Carnegie Mellon University
Abstract:
Modern planning methods are effective in computing feasible and optimal plans for robotic tasks when given access to accurate dynamical models. However, robots operating in the real world often face situations that cannot be modeled perfectly before execution. Thus, we only have access to simplified but potentially inaccurate models. This imperfect modeling can lead to highly suboptimal plans or even the inability to reach the goal during execution. Existing approaches present a learning-based solution where real-world experience is used to learn a complex dynamical model that is subsequently used for planning.

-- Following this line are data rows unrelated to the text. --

PR #476, opened 2020-04-15
Remove nebula dependency

ferozco:
## Before this PR
We pulled in nebula (and transitively the kotlin runtime) just so we could verify the recommendation strategy

## After this PR
Change the dependency to be compileOnly and guard the access so that we're guaranteed to have the classes on the classpath if we execute the code.

## Possible downsides?
N/A

### DIFF
--- a/src/main/java/com/palantir/gradle/versions/VersionsLockPlugin.java
+++ b/src/main/java/com/palantir/gradle/versions/VersionsLockPlugin.java
@@ -56,8 +56,6 @@ import java.util.function.Supplier;
 import java.util.stream.Collectors;
 import java.util.stream.Stream;
 import javax.inject.Inject;
-import netflix.nebula.dependency.recommender.RecommendationStrategies;
-import netflix.nebula.dependency.recommender.provider.RecommendationProviderContainer;
 import org.gradle.api.GradleException;
 import org.gradle.api.Named;
 import org.gradle.api.NamedDomainObjectProvider;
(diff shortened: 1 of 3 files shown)


src/main/java/com/palantir/gradle/versions/VersionsLockPlugin.java
```diff
@@ -432,14 +430,7 @@ private static void checkPreconditions(Project project) {
...
                 sub.getPluginManager().withPlugin("nebula.dependency-recommender", plugin -> {
-                    RecommendationProviderContainer container =
-                            sub.getExtensions().findByType(RecommendationProviderContainer.class);
-                    if (container.getStrategy() == RecommendationStrategies.OverrideTransitives) {
-                        throw new GradleException("Must not use strategy OverrideTransitives for "
-                                + sub
-                                + ". "
-                                + "Use this instead: dependencyRecommendations { strategy ConflictResolved }");
-                    }
+                    NebulaUtils.verifyRecommendationStrategy(sub);
```
dansanduleac, line 433: this won't work if nebula is brought in via `plugins{}` i.e. in a different classloader.

dansanduleac (commented):
I'm supportive of removing nebula from GCV, though I think instead of still half-supporting it we should probably just ban it altogether.
It's almost always a mistake to have both of them on the classpath.

dansanduleac:
We probably need to fix up some tests too, so that they bring in nebula rather than expecting it to be there.

ferozco:
Apologies, this fell off of my radar. I'll try and fix it up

However, this requires a prohibitively large amount of experience over the entire state space, and can be wasteful if we are interested in completing the task and not in modeling the dynamics accurately. Furthermore, real robots often have operating constraints and cannot spend hours acquiring experience to learn dynamics. This thesis argues that by updating the behavior of the planner and not the dynamics of the model, we can leverage simplified and potentially inaccurate models and significantly reduce the amount of real-world experience needed to provably guarantee that the robot completes the task.
In completed work, we proposed two approaches in support of this argument. The first approach CMAX guarantees that the robot reaches the goal using the inaccurate model without any resets. This is achieved by biasing the planner away from transitions whose dynamics are discovered to be inaccurately modeled during online execution. However, CMAX requires strong assumptions on the accuracy of the model used for planning and fails to improve the quality of solution over repetitions of the same task. The second approach CMAX++ leverages real-world experience to improve the quality of resulting plans over successive repetitions of a robotic task. CMAX++ achieves this by integrating model-free learning using acquired experience with model-based planning using the potentially inaccurate model. As a consequence of this in addition to completeness, CMAX++ also guarantees asymptotic convergence to the optimal path cost as the number of repetitions increases under relaxed assumptions. Crucially, both approaches do not require any updates to the dynamics of the model unlike any existing method for planning using inaccurate models.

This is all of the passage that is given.